▶ _Task statement_: Please report every line from the material that contains the word "other".
━━━━━ Source data ━━━━━
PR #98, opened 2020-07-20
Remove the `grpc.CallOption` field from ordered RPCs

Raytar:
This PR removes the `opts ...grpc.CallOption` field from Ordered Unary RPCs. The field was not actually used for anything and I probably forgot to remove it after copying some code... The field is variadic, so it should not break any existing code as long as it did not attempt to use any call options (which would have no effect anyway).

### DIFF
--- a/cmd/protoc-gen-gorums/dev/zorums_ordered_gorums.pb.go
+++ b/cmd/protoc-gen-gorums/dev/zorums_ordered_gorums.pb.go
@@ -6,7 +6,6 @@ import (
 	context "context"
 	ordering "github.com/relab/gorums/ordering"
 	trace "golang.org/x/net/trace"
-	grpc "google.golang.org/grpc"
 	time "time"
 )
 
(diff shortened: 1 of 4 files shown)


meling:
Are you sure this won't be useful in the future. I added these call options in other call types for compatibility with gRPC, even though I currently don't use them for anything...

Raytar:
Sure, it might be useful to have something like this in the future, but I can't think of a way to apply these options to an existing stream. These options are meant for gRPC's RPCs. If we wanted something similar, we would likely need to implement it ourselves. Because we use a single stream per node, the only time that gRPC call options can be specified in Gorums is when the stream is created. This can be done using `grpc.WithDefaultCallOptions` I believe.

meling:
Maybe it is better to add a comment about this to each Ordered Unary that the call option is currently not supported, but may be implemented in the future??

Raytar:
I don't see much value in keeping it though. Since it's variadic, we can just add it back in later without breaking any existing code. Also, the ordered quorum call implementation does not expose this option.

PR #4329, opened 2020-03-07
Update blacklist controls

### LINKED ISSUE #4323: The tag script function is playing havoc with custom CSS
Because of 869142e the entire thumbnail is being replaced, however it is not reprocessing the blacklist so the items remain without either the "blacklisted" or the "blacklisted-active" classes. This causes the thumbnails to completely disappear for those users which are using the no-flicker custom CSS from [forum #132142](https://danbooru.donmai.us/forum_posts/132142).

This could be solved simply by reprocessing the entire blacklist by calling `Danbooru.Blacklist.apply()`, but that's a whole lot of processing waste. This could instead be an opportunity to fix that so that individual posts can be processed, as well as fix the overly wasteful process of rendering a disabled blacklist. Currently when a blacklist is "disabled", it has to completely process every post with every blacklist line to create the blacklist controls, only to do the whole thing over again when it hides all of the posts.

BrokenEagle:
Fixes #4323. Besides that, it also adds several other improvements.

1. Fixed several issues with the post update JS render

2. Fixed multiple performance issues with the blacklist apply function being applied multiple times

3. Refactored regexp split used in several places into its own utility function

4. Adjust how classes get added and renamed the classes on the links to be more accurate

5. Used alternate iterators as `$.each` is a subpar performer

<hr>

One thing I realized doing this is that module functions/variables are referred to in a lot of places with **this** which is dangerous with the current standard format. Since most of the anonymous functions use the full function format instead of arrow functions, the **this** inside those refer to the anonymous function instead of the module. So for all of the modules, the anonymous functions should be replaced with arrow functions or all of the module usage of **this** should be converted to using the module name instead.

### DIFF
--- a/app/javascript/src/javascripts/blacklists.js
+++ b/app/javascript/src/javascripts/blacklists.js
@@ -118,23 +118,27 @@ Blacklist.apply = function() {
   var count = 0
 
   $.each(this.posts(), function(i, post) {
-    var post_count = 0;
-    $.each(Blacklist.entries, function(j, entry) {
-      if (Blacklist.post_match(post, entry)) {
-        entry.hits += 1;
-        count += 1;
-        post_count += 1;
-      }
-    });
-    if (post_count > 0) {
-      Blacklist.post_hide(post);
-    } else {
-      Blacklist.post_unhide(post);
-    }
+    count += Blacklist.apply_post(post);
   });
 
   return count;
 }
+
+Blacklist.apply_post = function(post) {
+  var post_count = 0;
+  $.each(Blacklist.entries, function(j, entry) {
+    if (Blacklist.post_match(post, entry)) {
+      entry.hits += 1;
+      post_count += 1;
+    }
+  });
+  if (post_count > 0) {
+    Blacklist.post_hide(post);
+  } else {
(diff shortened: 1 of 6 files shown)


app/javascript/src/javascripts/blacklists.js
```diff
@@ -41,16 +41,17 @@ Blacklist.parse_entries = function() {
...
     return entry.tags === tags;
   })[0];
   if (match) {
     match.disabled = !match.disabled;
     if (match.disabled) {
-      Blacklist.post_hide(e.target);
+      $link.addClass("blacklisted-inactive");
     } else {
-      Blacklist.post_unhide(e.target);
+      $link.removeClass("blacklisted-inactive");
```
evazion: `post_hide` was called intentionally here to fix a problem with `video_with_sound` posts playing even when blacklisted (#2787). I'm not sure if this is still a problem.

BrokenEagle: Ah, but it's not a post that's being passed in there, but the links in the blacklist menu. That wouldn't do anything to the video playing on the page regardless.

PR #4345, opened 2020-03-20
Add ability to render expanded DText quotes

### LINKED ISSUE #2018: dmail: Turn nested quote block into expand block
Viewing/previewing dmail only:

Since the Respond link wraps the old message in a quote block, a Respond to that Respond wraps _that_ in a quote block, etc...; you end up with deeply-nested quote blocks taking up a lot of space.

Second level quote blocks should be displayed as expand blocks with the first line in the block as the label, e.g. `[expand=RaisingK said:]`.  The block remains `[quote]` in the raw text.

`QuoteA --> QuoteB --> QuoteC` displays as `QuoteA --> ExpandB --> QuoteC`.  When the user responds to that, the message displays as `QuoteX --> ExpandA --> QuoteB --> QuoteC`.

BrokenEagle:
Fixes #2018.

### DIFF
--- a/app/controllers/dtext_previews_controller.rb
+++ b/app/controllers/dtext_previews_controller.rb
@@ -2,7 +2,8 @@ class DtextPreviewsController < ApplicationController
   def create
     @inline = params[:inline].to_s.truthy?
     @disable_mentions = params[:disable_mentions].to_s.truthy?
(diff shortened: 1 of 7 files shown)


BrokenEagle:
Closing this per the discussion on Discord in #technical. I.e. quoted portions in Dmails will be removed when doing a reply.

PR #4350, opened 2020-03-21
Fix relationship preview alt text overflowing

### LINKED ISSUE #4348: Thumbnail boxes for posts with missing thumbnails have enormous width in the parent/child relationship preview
━━━━━
▶ _Result below_:
Are you sure this won't be useful in the future. I added these call options in other call types for compatibility with gRPC, even though I currently don't use them for anything...
Fixes #4323. Besides that, it also adds several other improvements.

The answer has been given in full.